I am not an expert in ML but based on some conversations I was following, I heard WuDao's LAMBADA score (an important performance measure for Language Models) is significantly lower than GPT-3. I guess a number of parameters isn't everything.
I don't really know a lot about performance metrics for language models. Is there a good reason for believing that LAMBADA scores should be comparable for different languages?
Word on the grapevine: it sounds like they might just be adding a bunch of parameters in a way that's cheap to train but doesn't actually work that well (i.e. the "mixture of experts" thing).
It would be highly entertaining if ML researchers got into an arms race on parameter count, then Goodharted on it. Sounds like exactly the sort of thing I'd expect not-very-smart funding agencies to throw lots of money at. Perhaps the Goodharting would be done by the funding agencies themselves, by just funding whichever projects say they will use the most parameters, until they end up with lots of tiny nails. (Though one does worry that the agencies will find out that we can already do infinite-parameter-count models!)
That said, I haven't looked into it enough myself to be confident that that's what's happening here. I'm just raising the hypothesis from entropy.
I think this take is basically correct. Restating my version of it:
Mixture of Experts and similar approaches modulate paths through the network, such that not every parameter is used every time. This means that parameters and FLOPs (floating point operations) are more decoupled than they are in dense networks.
To me, FLOPs remains the harder-to-fake metric, but both are valuable to track moving forward.
In a funny way, even if someone is stuck in a Goodhart trap doing Language Models it is probably better to Goodhart performance on Winograd Schemas than just adding parameters.
I think the engadget article failed to capture the relevant info, so just putting my preliminary thoughts down here. I expect my thoughts to change as more info is revealed/translated.

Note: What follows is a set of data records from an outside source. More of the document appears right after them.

PR #716, opened 2020-04-29
Use checksum as deployment source and refspec in the deployment

agners:
This merge request uses the OSTree commit checksum as source reference in the OSTree deployment task `do_image_ota`. This guarantees that the exact commit this build commited in `do_image_ostreecommit` actually gets deployed.

It also makes sure that `origin refspec` appears in `ostree admin status`, and hence will be used when using `ostree admin upgrade`. This is similar to what #687 tries to achieve.

### DIFF
--- a/classes/image_types_ostree.bbclass
+++ b/classes/image_types_ostree.bbclass
@@ -168,25 +168,19 @@ IMAGE_CMD_ostreecommit () {
     fi
 
     # Commit the result
-    ostree --repo=${OSTREE_REPO} commit \
+    ostree_target_hash=$(ostree --repo=${OSTREE_REPO} commit \
            --tree=dir=${OSTREE_ROOTFS} \
            --skip-if-unchanged \
            --branch=${OSTREE_BRANCHNAME} \
            --subject="${OSTREE_COMMIT_SUBJECT}" \
            --body="${OSTREE_COMMIT_BODY}" \
-           --add-metadata-string=version="${OSTREE_COMMIT_VERSION}" \
-           --bind-ref="${OSTREE_BRANCHNAME}-${IMAGE_BASENAME}"
+           --add-metadata-string=version="${OSTREE_COMMIT_VERSION}")
+
+    echo $ostree_target_hash > ${WORKDIR}/ostree_manifest
 
     if [ "${OSTREE_UPDATE_SUMMARY}" = "1" ]; then
         ostree --repo=${OSTREE_REPO} summary -u
     fi
-
-    # To enable simultaneous bitbaking of two images with the same branch name,
-    # create a new ref in the repo using the basename of the image. (This first
-    # requires deleting it if it already exists.) Fixes OTA-2211.
-    ostree --repo=${OSTREE_REPO} refs --delete ${OSTREE_BRANCHNAME}-${IMAGE_BASENAME}
-    ostree_target_hash=$(cat ${OSTREE_REPO}/refs/heads/${OSTREE_BRANCHNAME})
-    ostree --repo=${OSTREE_REPO} refs --create=${OSTREE_BRANCHNAME}-${IMAGE_BASENAME} ${ostree_target_hash}
 }
 
 IMAGE_TYPEDEP_ostreepush = "ostreecommit"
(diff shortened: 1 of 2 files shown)


classes/image_types_ostree.bbclass
```diff
@@ -165,25 +165,19 @@ IMAGE_CMD_ostreecommit () {
...
 
     if [ "${OSTREE_UPDATE_SUMMARY}" = "1" ]; then
         ostree --repo=${OSTREE_REPO} summary -u
     fi
-
-    # To enable simultaneous bitbaking of two images with the same branch name,
-    # create a new ref in the repo using the basename of the image. (This first
-    # requires deleting it if it already exists.) Fixes OTA-2211.
-    ostree --repo=${OSTREE_REPO} refs --delete ${OSTREE_BRANCHNAME}-${IMAGE_BASENAME}
-    ostree_target_hash=$(cat ${OSTREE_REPO}/refs/heads/${OSTREE_BRANCHNAME})
```
eu-smirnov, line 185: I don't think I fully understand what was happening here. If another parallel bitbake also did commit before this line but after the line 168 was executed, then it will give a wrong hash, won't it?

Anyway, I think the current change makes this logic more straightforward.

classes/image_types_ota.bbclass
```diff
@@ -63,13 +63,23 @@ IMAGE_CMD_ota () {
...
-	ostree admin --sysroot=${OTA_SYSROOT} deploy ${kargs_list} --os=${OSTREE_OSNAME} ${ostree_target_hash}
+	# Create the same reference on the device we use in the archive OSTree
+	# repo in ${OSTREE_REPO}. This reference will show up when showing the
+	# deployment on the device:
+	# ostree admin status
+	# If a remote with the name ${OSTREE_OSNAME} is configured, this also
+	# will allow to use:
+	# ostree admin upgrade
+	ostree --repo=${OTA_SYSROOT}/ostree/repo refs --create=${OSTREE_OSNAME}:${OSTREE_BRANCHNAME} ${ostree_target_hash}
+	ostree admin --sysroot=${OTA_SYSROOT} deploy ${kargs_list} --os=${OSTREE_OSNAME} ${OSTREE_OSNAME}:${OSTREE_BRANCHNAME}
```
eu-smirnov, line 82: Cool! That's definitely better than #687

classes/image_types_ostree.bbclass
agners: No, because this task is protected by a lockfile inside the repository location. So if multiple bitbake instances run at the same time, this code is guaranteed to run in a sequence.

https://github.com/advancedtelematic/meta-updater/blob/7a9dffea0efeb53d73a8f4065bdbf3b0638593c0/classes/image_types_ostree.bbclass#L161

agners: The `do_image_ota` task is not using that lock. So passing the checksum via the bitbake instance private TMPDIR guarantees that we do not end up using a different checksum in the `do_image_ota` task.

classes/image_types_ota.bbclass
agners: @patrickvacek currently I add the remote manually for testing, but we might add a recipe which then adds a default remote for a pure OSTree use-case.

agners:
Updated the merge request. Your fix seems correct to me too. Somehow forgot to check the other tasks in `image_types_ostree.bbclass`, I remember checking `image_types_ota.bbclass` quite thoroughly. Sorry about that.

> where `$OSTREE_REPO` in practice is something like `tmp/deploy/images/qemux86-64/ostree_repo/`

We overwrite `$OSTREE_REPO` to be in a common space for all our builds (hence #412...). That makes using branch names to pass the checksum of the current builds commit from one task to another susceptible to races.

> where `$WORKDIR` in practice is something like tmp/work/qemux86_64-poky-linux/core-image-minimal/1.0-r0/.

From my point of view the most important thing is that `$WORKDIR` is under `$TMPDIR`, which is a build specific directory. Running two builds in one `$TMPDIR` at the same time is not a supported use case by bitbake/OE. So with that restriction from bitbake/OE it is guaranteed that the commit hash is stored in a per build "private" location, no matter where `$OSTREE_REPO` points to.

We moved away from sharing/reusing build directories. What we do is sharing sstate and download, but create a separate build dir for basically every machine/distro/image configuration. I think in theory, one can build different machine/image combination in a single build dir without negative consequences (we fixed bugs in that domain quite a bit back when we did that, but it generally works), but changing distro (or distro features) often lead to larger problems not easily fixable. It might be better today, but at least 1-2 years ago that did not work well.

agners:
@patrickvacek is this (and #713) something you consider for backport? I would be interested mainly in this (but also #713) for zeus and dunfell.

patrickvacek:
> @patrickvacek is this (and #713) something you consider for backport? I would be interested mainly in this (but also #713) for zeus and dunfell.

Yep, I was planning on backporting this for sure and probably #713 as well. We're trying to issue new releases of aktualizr and backport meta-updater commits approximately every four weeks, so we'll get around it it in about 2-3 weeks if you can wait.

agners:
> so we'll get around it it in about 2-3 weeks if you can wait.

@patrickvacek our feature freeze is planned in 4 week, so that should work out.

Loss on the dataset (for cross-entropy this is measured in bits of perplexity per token or per character) is a more important metric than parameter count, in my opinion.
However, I think parameter count does matter at least a small part because it is a signal for:
* the amount of resources that are available to the researchers (very expensive to do very large runs)
* the amount of engineering capacity that the project has access to (difficult to write code that functions well at that scale -- nontrivial to just code a working 1.7T parameter model training loop)
I expect more performance metrics at some point, on the normal set of performance benchmarks.
I also expect to be very interested in how they release/share/license the model (if at all), and who is allowed access to it.
If I understood correctly, the model was trained in Chinese and probably quite expensive to train.
Do you know whether these Chinese models usually get "translated" to English, or whether there is a "fair" way of comparing models that were (mainly) trained on different languages (I'd imagine that even the tokenization might be quite different for Chinese)?
In my experience, I haven't seen a good "translation" process -- instead models are pretrained on bigger and bigger corpora which include more languages.
GPT-3 was trained on data that was mostly english, but also is able to (AFAICT) generate other languages as well.
For some english-dependent metrics (SuperGLUE, Winogrande, LAMBADA, etc) I expect a model trained on primarily non-english corpora would do worse.
Also, yes, the tokenization I would expect to be different for a largely different corpora.
I don't think I could even imagine what kinds of Deep Fakes could be made using this system. Maybe used for propaganda first to develop the tech further? I'm usually just a little suspicious of new tech coming from anywhere though, not just China.
How big of a deal is that? Seems huge. Bigger than switch transformers and 10x bigger than GPT-3.